#### ASSIGNED TASK:
Find every line with the string "logging" in the material below and copy it.

#### SOURCE RECORDS:
BEGIN

Issue #228, opened 2016-01-07
Request logging on the backend


maciaszczykm:
I'll add logging for requests coming to the backend.

maciaszczykm:
@bryk @cheld @floreks @zreigz I am thinking about architecture of this implementation and it would be great if you would have any suggestions. Currently I can see two ways how it could be implemented:

- We're using [emicklei/go-restful](https://github.com/emicklei/go-restful) to provide restful webservices, and we can try to use logging provided by it. It needs to be configured in the way, that we want (still not sure about it, what do we need in logs?).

END

#### ANSWER BOX:
Request logging on the backend
I'll add logging for requests coming to the backend.
- We're using [emicklei/go-restful](https://github.com/emicklei/go-restful) to provide restful webservices, and we can try to use logging provided by it. It needs to be configured in the way, that we want (still not sure about it, what do we need in logs?).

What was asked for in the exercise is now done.